When I went to physical therapy, I had to rebuild the stability of muscles around my pelvis so that my sacroiliac tendon didn’t need to be intimately involved in yanking excitable bulldogs from the fence line.
Back to shifts and shocks.
In order to weather shocks and adapt to shifts, you need stability. But something other than that durable, immobile, reliable kind. You need to think about stability more like a physical therapist.
You see, in the durable, immobile kind of stability, you’re looking for certain features:
- Low staff turnover.
- Reliable resources.
- Consistent, repeatable production.
- Calm and industrious work demeanors.
- Predictable work patterns.
I am not suggesting these are bad things or that you need to get more spicy and erratic in your leadership style. It’s just that these are about the internal, psychological dynamics of your team. It’s one-dimensional.
In the physical therapy model, stability means absorbing force from and exerting force on the outside world without dissipation of energy across joints and muscle groups where that force is not intended.

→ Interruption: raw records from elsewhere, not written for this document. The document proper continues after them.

PR #5050, opened 2023-02-23
Added -opt-disable sink to disable instruction sinking in instcombine

adam-yang:
In some cases, sinking instructions can significantly extend register lifetime. Added option -opt-disable sink in the same vein as -opt-disable "gvn" so shader authors can have some degree of control over this behaviour.


lib/HLSL/DxilLoopDeletion.cpp
```diff
@@ -48,7 +53,7 @@ bool DxilLoopDeletion::runOnFunction(Function &F) {
   legacy::FunctionPassManager SimplifyPM(F.getParent());
   SimplifyPM.add(createCFGSimplificationPass());
   SimplifyPM.add(createDeadCodeEliminationPass());
-  SimplifyPM.add(createInstructionCombiningPass());
+  SimplifyPM.add(createInstructionCombiningPass(/*HLSL No sink*/m_HLSLNoSink));
```
dmpots, line 56: Do we need test coverage for this? Is there a case where instcombine can run in the dead loop pass and sink things when `-opt-disable sink` is given?

Or is this change just needed because instcombine takes an argument now?

tools/clang/test/HLSLFileCheck/passes/llvm/instcombine/sink.hlsl
```diff
@@ -0,0 +1,38 @@
...
+    bool br[6];
+    float a[6];
+}
+
+float main() : SV_Target {
+    float val = 0;
+    float ret = 0;
+    // CHECK: br
+    if (br[0]) {
+        // CHECK: select
```
dmpots, line 16: Just to confirm, the change to instcombine is not restricted to selects, right? It will stop sinking of all instruction types?

tools/clang/test/HLSLFileCheck/passes/llvm/instcombine/sink.hlsl
```diff
@@ -0,0 +1,38 @@
+// RUN: %dxc %s /T ps_6_0 -opt-disable sink | FileCheck %s
```
dmpots, line 1: I think you have the sink.hlsl and nosink.hlsl test cases reversed (i.e. sink should be enabled here based on the file name).

tools/clang/test/HLSLFileCheck/passes/llvm/instcombine/nosink.hlsl
```diff
@@ -0,0 +1,38 @@
+// RUN: %dxc %s /T ps_6_0 -opt-enable sink | FileCheck %s
```
dmpots, line 1: I think it would be good to have a RUN line without an explicit `-opt-` flag for sink to show what the expected default is.

dmpots (approved):
LGTM. Follows existing patterns for `-opt-enable` and adding pass-specific options.

tools/clang/test/HLSLFileCheck/passes/llvm/instcombine/sink.hlsl
adam-yang: That's correct. It stops sinking everything.

lib/HLSL/DxilLoopDeletion.cpp
adam-yang: Yes good point. It did sink things in here too. I'll add a test for it.

tools/clang/test/HLSLFileCheck/passes/llvm/instcombine/sink.hlsl
adam-yang: Fixed.

tools/clang/test/HLSLFileCheck/passes/llvm/instcombine/nosink.hlsl
adam-yang: Done.

lib/HLSL/DxilLoopDeletion.cpp
adam-yang: Added a test. Also realized the options are not properly hooked up to -Odump. Fixed it and added a test.

lib/Transforms/IPO/PassManagerBuilder.cpp
```diff
@@ -365,12 +365,7 @@ void PassManagerBuilder::populateModulePassManager(
     addExtensionsToPM(EP_EnabledOnOptLevel0, MPM);
 
     // HLSL Change Begins.
-    addHLSLPasses(HLSLHighLevel, OptLevel,
-      this->HLSLOnlyWarnOnUnrollFail,
-      this->StructurizeLoopExitsForUnroll,
-      this->HLSLEnableLifetimeMarkers,
-      this->HLSLExtensionsCodeGen,
-      MPM);
+    addHLSLPasses(MPM);
```
pow2clk, line 368: So much cleaner!

lib/Transforms/InstCombine/InstructionCombining.cpp
```diff
@@ -3028,7 +3030,7 @@ PreservedAnalyses InstCombinePass::run(Function &F,
   auto *LI = AM->getCachedResult<LoopAnalysis>(F);
 
   // FIXME: The AliasAnalysis is not yet supported in the new pass manager
-  if (!combineInstructionsOverFunction(F, Worklist, nullptr, AC, TLI, DT, LI))
+  if (!combineInstructionsOverFunction(F, Worklist, false /*HLSL Change*/, nullptr, AC, TLI, DT, LI))
```
pow2clk, line 3033: It's a nit and maybe not worth delaying further, but we often put something like /*NoSink*/ on literal arguments

pow2clk (approved):
Looks good! One very minor nit and a bit of kudos for cleanup

lib/Transforms/InstCombine/InstructionCombining.cpp
adam-yang: Fixed!

PR #5053, opened 2023-02-23
PIX: Preserve shader-access-tracking flag for descriptor-heap-indexed…

jeffnn:
PIX recently changed to stop running the instruction-numbering pass before running the pass that's being changed here. This meant that no instructions had an instruction ordinal, so we were always hitting the deleted code. The trouble with that is that the "InstructionOrdinalndicator" flag has a secondary task of denoting an access of a descriptor-heap-indexed resource, and the lack of this flag is breaking some PIX functionality. It's ok to delete this- it was only ever a "just in case" kind of check.

### DIFF
--- a/tools/clang/test/HLSLFileCheck/pix/DynamicSamplerOutOfBounds.hlsl
+++ b/tools/clang/test/HLSLFileCheck/pix/DynamicSamplerOutOfBounds.hlsl
@@ -21,4 +21,4 @@ float4 Main() : SV_Target
 
 // Out of bounds sampler access should be at offset 512
 // CHECK: call void @dx.op.bufferStore.i32(
-// CHECK:i32 512, i32 undef, i32 16777216
+// CHECK:i32 512, i32 undef, i32 134217728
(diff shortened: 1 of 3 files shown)


tools/clang/test/HLSLFileCheck/pix/DynamicSamplerOutOfBounds.hlsl
```diff
@@ -21,4 +21,4 @@ float4 Main() : SV_Target
 
 // Out of bounds sampler access should be at offset 512
 // CHECK: call void @dx.op.bufferStore.i32(
-// CHECK:i32 512, i32 undef, i32 16777216
+// CHECK:i32 512, i32 undef, i32 134217728
```
tex3d, line 24: Note: you can use `CHECK-SAME:` to check something on the same line that the prior `CHECK:` matched.  This can help eliminate both accidental matches, and make it clear where the snippet is supposed to be to future editors of the test.

tex3d (approved):

tools/clang/test/HLSLFileCheck/pix/DynamicSamplerOutOfBounds.hlsl
jeffnn: Thanks for the tip!

PR #5054, opened 2023-02-23
Break test dependencies on mangling (Part 1)

llvm-beanz:
This is the simplest update, changing FileCheck-based tests to use a regular expression for matching symbol names rather than explicitly matching mangled symbols. The regex cases here are _extremely_ flexible skipping calling convention, parameter, and target-specific mangled information.

### DIFF
--- a/tools/clang/test/CodeGenHLSL/lib_no_alias.hlsl
+++ b/tools/clang/test/CodeGenHLSL/lib_no_alias.hlsl
@@ -1,7 +1,7 @@
 // RUN: %dxc -T lib_6_3 -auto-binding-space 11 -default-linkage external %s | FileCheck %s
 
 // Make sure out param has no-alias.
-// CHECK: float @"\01?test@@YAMMUT@@AIAV?$matrix@M$01$01@@M@Z"(float %a, %struct.T* noalias nocapture %t, %class.matrix.float.2.2* noalias nocapture dereferenceable(16) %m, float %b)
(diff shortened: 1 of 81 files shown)


tools/clang/test/CodeGenHLSL/lib_no_alias.hlsl
```diff
@@ -1,7 +1,7 @@
 // RUN: %dxc -T lib_6_3 -auto-binding-space 11 -default-linkage external %s | FileCheck %s
 
 // Make sure out param has no-alias.
-// CHECK: float @"\01?test@@YAMMUT@@AIAV?$matrix@M$01$01@@M@Z"(float %a, %struct.T* noalias nocapture %t, %class.matrix.float.2.2* noalias nocapture dereferenceable(16) %m, float %b)
+// CHECK: float @"\01?test{{[@$?.A-Za-z0-9_]+}}"(float %a, %struct.T* noalias nocapture %t, %class.matrix.float.2.2* noalias nocapture dereferenceable(16) %m, float %b)
```
python3kgae, line 4: Will the \01? at begging of function name change in future mangling?

llvm-beanz: No, that's part of the Microsoft ABI and we won't be getting rid of that just extending it.

python3kgae (approved):

tools/clang/test/CodeGenHLSL/lib_no_alias.hlsl
bfavela: Would it make more sense to use '*' (0 or more) instead of '+'? Or will name mangling always exist in some form or another?

bfavela (approved):

PR #5057, opened 2023-02-24
Add separate target for spirv unit test.

python3kgae:
This is to help enable lit by default.

Allow running spirv unit test separately.


llvm-beanz:
I don't think we should do this.

This would be at best a temporary solution, and we could instead merge #4801, which automatically adds finer grained test targets.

You can look at both shifts and shocks as different types of forces to absorb. In a physical therapy model of stability, your team is able to quickly adapt and respond to changes in the environment (both shocks and shifts) efficiently and effectively.

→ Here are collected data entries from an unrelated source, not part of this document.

PR #5058, opened 2023-02-24
Generate SharedLibAffix.h into the include directory

hekota:
It is currently generated into lib\DxcSupport build output directory. Since it is a header, it should go into include/dxc/Support build output directory with other generated .h and .inc files.

### DIFF
--- a/lib/DxcSupport/CMakeLists.txt
+++ b/lib/DxcSupport/CMakeLists.txt
@@ -14,9 +14,9 @@ add_llvm_library(LLVMDxcSupport
 #generate header with platform-specific library name
 configure_file(
 ${LLVM_MAIN_SRC_DIR}/lib/DxcSupport/SharedLibAffix.inc
-SharedLibAffix.h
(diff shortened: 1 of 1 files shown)


dmpots:
I think typically we do expect generated files to go in the build directory. If they go in the source directory it would show up in `git status` and friends.

What is the problem with generating the header in the build directory?

hekota:
Sorry, my description was not clear. I am moving the generated file from lib\DxcSupport build output directory into the build output directory with dxc includes (include/dxc/Support), which already contains other generated files such as HLSLOptions.inc. I have updated the description to make it clear. It will not be generated into the source directory.

dmpots:
> Sorry, my description was not clear. I am moving the generated file from lib\DxcSupport build output directory into the build output directory with dxc includes (include/dxc/Support), which already contains other generated files such as HLSLOptions.inc. I have updated the description to make it clear. It will not be generated into the source directory.

Ah, ok. Yes that makes sense now. I misunderstood the change before. LGTM.

dmpots (approved):

PR #5060, opened 2023-02-24
Add separate test for hlsl cmds

python3kgae:
This is to help enable lit by default.
Allow running hlsl cmds test separately.


llvm-beanz:
Or... we could just merge this change:
https://github.com/microsoft/DirectXShaderCompiler/pull/4801

Which adds test suite targets for all the subdirectories.

PR #5061, opened 2023-02-24
[NFC] Fix typo in FileCheck line.

python3kgae:
FileCheck will skip typo lines like CHECK-LABLE.
Fix the typo so we got things tested.


pow2clk (approved):
Apart from a missing commit message, this looks good!

I really hope nothing fails as a result of this. Because these lines are unrecognized, filecheck would have just skipped merrily past them, possibly missing failures as a result 😟

llvm-beanz (approved):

So, how do you build the physical therapy style stability on your team?
First, your team needs lookout skills.
You need team members who can conduct basic market research and policy analysis and can synthesize trends across multiple sectors. You need to be able to identify shifts and shocks as they are happening and maybe even forecast them. Otherwise, you react to any change in the environment as a shock. Think back a second to that more rigid model of stability focused exclusively on team psychology. That kind of stability tends to feel vulnerable to any significant change in the environment (because it’s not really stability; it’s tranquility - again - not necessarily bad. Just not what we’re looking for).
Second, your team needs analysis skills.
So, you can read the environment. Do you know how to respond? Your team will need to know how to test their hypotheses. They will need to know how to identify relevant variables, how to track them over time, and how to produce reports that are easy to interpret and act upon. I have found that the people who like to try a lot of new things tend not to be the same people who know how to measure and monitor the success of their efforts, while the people who like measurables tend to miss how to tie them to strategic change efforts. It takes a lot of work to tie these two skill sets together.
Third, your team needs some slack in the system.
Shocks and shifts can be stressful in different ways. They can create uncertainty, sometimes even dread! Your team members need a baseline of resiliency in order to respond with curiosity and creativity.
They will not be able to adapt if they are burnt out. They will not be able to adapt if mistakes are punishing and challenging to recover from. Provide them with professional development opportunities in collaboration. Coach them in their intellectual flexibility.
Overall, if your team is just grinding through the day-to-day, it can be difficult to scan the environment and take stock of potential shifts or brace for incoming shocks. But, if you’re attentive to your environment in ways your competitors aren’t, you can turn that into an advantage, providing and promoting the academic, services, and resources that your students care the most about.